Give back all of the data exactly.
[Opening Input for this task section]
PR #4757, opened 2021-09-01
Validate inline form before saving

gannetson:
If applicable


eodolphi (approved):
Nice!

PR #4759, opened 2021-09-01
Add nicer arrayfield widget and test segments

gannetson:
If applicable


bluebottle/token_auth/tests/test_saml.py
```diff
@@ -1,4 +1,7 @@
 from future import standard_library
+
+from ...segments.tests.factories import SegmentTypeFactory, SegmentFactory
```
eodolphi, line 3: These always confuse me. Can we do full imports from bluebottle?

eodolphi (approved):

PR #4794, opened 2021-10-13
Change user address (place) + tests

gannetson:


bluebottle/members/migrations/0048_auto_20211012_1256.py
```diff
@@ -0,0 +1,33 @@
...
+
+# Generated by Django 2.2.24 on 2021-10-12 10:43
+
+from django.db import migrations, connection
+
+from bluebottle.clients.models import Client
+from bluebottle.clients.utils import LocalTenant
+
+
+def migrate_addresses(apps, schema_editor):
```
eodolphi, line 11: I think the tenant is already set.

eodolphi (approved):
[Closing Input for this task section]
:: Response below ::
PR #4757, opened 2021-09-01
Validate inline form before saving

gannetson:
If applicable


eodolphi (approved):
Nice!

PR #4759, opened 2021-09-01
Add nicer arrayfield widget and test segments

gannetson:
If applicable


bluebottle/token_auth/tests/test_saml.py
```diff
@@ -1,4 +1,7 @@
 from future import standard_library
+
+from ...segments.tests.factories import SegmentTypeFactory, SegmentFactory
```
eodolphi, line 3: These always confuse me. Can we do full imports from bluebottle?

eodolphi (approved):

PR #4794, opened 2021-10-13
Change user address (place) + tests

gannetson:


bluebottle/members/migrations/0048_auto_20211012_1256.py
```diff
@@ -0,0 +1,33 @@
...
+
+# Generated by Django 2.2.24 on 2021-10-12 10:43
+
+from django.db import migrations, connection
+
+from bluebottle.clients.models import Client
+from bluebottle.clients.utils import LocalTenant
+
+
+def migrate_addresses(apps, schema_editor):
```
eodolphi, line 11: I think the tenant is already set.

eodolphi (approved):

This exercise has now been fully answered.